Toccata
From Wikipedia, the free encyclopedia
Toccata (Italian for to touch) is a piece of classical music for a keyboard instrument, generally emphasizing the dexterity of the performer. Less frequently, the name is applied to works for multiple instruments (the opening of Claudio Monteverdi's opera Orfeo being a notable example).
The form first appeared in the late Renaissance period. It originated in northern Italy. Several publications of the 1590s include toccatas, by composers such as Girolamo Diruta, Adriano Banchieri, Claudio Merulo, Andrea and Giovanni Gabrieli, Luzzasco Luzzaschi and others. These are keyboard compositions in which one hand, and then the other, performs virtuosic runs and brilliant cascading passages against a chordal accompaniment in the other hand. Among the composers working in Venice at this time was the young Hans Leo Hassler, who studied with the Gabrielis; he brought the form back with him to Germany. It was in Germany where it underwent its highest development, culminating in the work of Johann Sebastian Bach more than a hundred years later.
The Baroque toccata, beginning with Girolamo Frescobaldi, is more sectional and increases in length, intensity and virtuosity from the Renaissance version, reaching heights of extravagance equivalent to the overwhelming detail seen in the architecture of the period. Often it features rapid runs and arpeggios alternating with chordal or fugal parts. Sometimes there is a lack of regular tempo, and almost always an improvisational feel.

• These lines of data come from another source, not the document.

PR #11268, opened 2025-10-06
docker: add manifest to versioned docker releases

ishandhanani:
Goal is to run `docker pull lmsysorg/sglang:v0.5.3` and get the proper image corresponding to your machine. Also added in a `latest` as well @zhyncs

### DIFF
--- a/.github/workflows/release-docker.yml
+++ b/.github/workflows/release-docker.yml
@@ -47,32 +47,17 @@ jobs:
       - name: Build and Push AMD64
         run: |
           version=$(cat python/sglang/version.py | cut -d'"' -f2)
+          tag=v${version}-cu129-amd64
 
-          if [ "${{ matrix.variant.cuda_version }}" = "12.6.1" ]; then
-            cuda_tag="cu126"
-          elif [ "${{ matrix.variant.cuda_version }}" = "12.8.1" ]; then
-            cuda_tag="cu128"
-          elif [ "${{ matrix.variant.cuda_version }}" = "12.9.1" ]; then
-            cuda_tag="cu129"
-          else
-            echo "Unsupported CUDA version"
-            exit 1
-          fi
-
-          tag=v${version}-${cuda_tag}
-
-          if [ "${{ matrix.variant.build_type }}" = "all" ]; then
-            tag_suffix=""
-          else
-            echo "Unsupported build type"
-            exit 1
-          fi
-
-          if [ "${{ matrix.variant.cuda_version }}" = "12.9.1" ]; then
-            docker buildx build --platform linux/amd64 --push -f docker/Dockerfile --build-arg CUDA_VERSION=${{ matrix.variant.cuda_version }} --build-arg BUILD_TYPE=${{ matrix.variant.build_type }} -t lmsysorg/sglang:${tag}${tag_suffix} -t lmsysorg/sglang:latest --no-cache .
-          else
-            docker buildx build --platform linux/amd64 --push -f docker/Dockerfile --build-arg CUDA_VERSION=${{ matrix.variant.cuda_version }} --build-arg BUILD_TYPE=${{ matrix.variant.build_type }} -t lmsysorg/sglang:${tag}${tag_suffix} --no-cache .
-          fi
+          docker buildx build \
+            --platform linux/amd64 \
+            --push \
+            -f docker/Dockerfile \
+            --build-arg CUDA_VERSION=${{ matrix.variant.cuda_version }} \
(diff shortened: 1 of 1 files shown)


kyleliang-nv:
Can you also fix https://github.com/sgl-project/sglang/blob/main/docker/Dockerfile#L102 to add another OR condition for `all_aarch64`.
This line (https://github.com/sgl-project/sglang/blob/main/docker/Dockerfile#L115) should also be changed to 
check BUILD_TYPE for either `blackwell`, `blackwell_aarch64`, or `all_aarch64`

kyleliang-nv:
Another issue is this (https://github.com/sgl-project/sglang/blob/main/docker/Dockerfile#L143-L149) will fail if CUDA_VERISON=12.6.1.
You will want to set env `FLASH_MLA_DISABLE_SM100=1` for CUDA_VERSION less than 12.9.1, otherwise will get error like this.
```
#22 4.375 Processing /sgl-workspace/flash-mla
#22 4.375   Preparing metadata (setup.py): started
#22 4.375   Running command python setup.py egg_info
#22 4.833   /usr/local/lib/python3.12/dist-packages/torch/cuda/__init__.py:63: FutureWarning: The pynvml package is deprecated. Please install nvidia-ml-py instead. If you did not install pynvml directly, please report this to the maintainers of the package that installed pynvml for you.
#22 4.833     import pynvml  # type: ignore[import]
#22 5.573   W1006 05:49:58.407000 114 torch/utils/cpp_extension.py:118] No CUDA runtime is found, using CUDA_HOME='/usr/local/cuda'
#22 5.612   Traceback (most recent call last):
#22 5.612     File "<string>", line 2, in <module>
#22 5.612     File "<pip-setuptools-caller>", line 35, in <module>
#22 5.612     File "/sgl-workspace/flash-mla/setup.py", line 93, in <module>
#22 5.612       ] + get_features_args() + get_arch_flags() + get_nvcc_thread_args(),
#22 5.612                                 ^^^^^^^^^^^^^^^^
#22 5.612     File "/sgl-workspace/flash-mla/setup.py", line 39, in get_arch_flags
#22 5.613       assert DISABLE_SM100, "sm100 compilation for Flash MLA requires NVCC 12.9 or higher. Please set FLASH_MLA_DISABLE_SM100=1 to disable sm100 compilation, or update your environment."
#22 5.613              ^^^^^^^^^^^^^
#22 5.613   AssertionError: sm100 compilation for Flash MLA requires NVCC 12.9 or higher. Please set FLASH_MLA_DISABLE_SM100=1 to disable sm100 compilation, or update your environment.
```

.github/workflows/release-docker.yml
```diff
@@ -102,15 +87,48 @@ jobs:
...
-          tag=v${version}-${cuda_tag}
-          tag_suffix="-gb200"
+      - name: Create multi-arch manifests
+        run: |
+          version=$(cat python/sglang/version.py | cut -d'"' -f2)
 
-          docker buildx build --platform linux/arm64 --push -f docker/Dockerfile --build-arg CUDA_VERSION=${{ matrix.variant.cuda_version }} --build-arg BUILD_TYPE=${{ matrix.variant.build_type }} -t lmsysorg/sglang:${tag}${tag_suffix} --no-cache .
+          # Create versioned manifest
+          docker buildx imagetools create \
+            -t lmsysorg/sglang:v${version}-cu129 \
```
zhyncs: we don't need `-cu129` suffix

merrymercy (approved):

.github/workflows/release-docker.yml
merrymercy: maybe still keep it somewhere?
Later we might have -cu129,  -cu130 , which cannot be unified.

but for `lmsys/sglang:latest`, we can remove it and have a default cuda verison

zhyncs: e.g.
`lmsysorg/sglang:v0.5.3` for cu129
`lmsysorg/sglang:v0.5.3-cu130` for cu130

how about this

zhyncs:
```suggestion
            -t lmsysorg/sglang:v${version} \
```

ishandhanani: This makes sense. I think default for almost all users will be `cu129` therefore we don't need it. As we push on `cu130` lets keep it tagged as such

zhyncs: I am actually worried that users may be troubled, for example, this image can also be used on cu126/cu128/cu129 hopper, not just cu129.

Other Baroque composers of toccatas, in the period before Bach, include Johann Pachelbel, Michelangelo Rossi, Johann Jakob Froberger, Jan Pieterszoon Sweelinck, Alessandro Scarlatti and Dieterich Buxtehude.
Bach's toccatas are among the most famous examples of the form. His toccatas for organ are brilliant improvisatory compositions, and are often followed by an independent fugue movement. In such cases the toccata is used in place of the usually more stable prelude. His toccatas for harpsichord are multi-sectional works which include fugal writing as part of their structure.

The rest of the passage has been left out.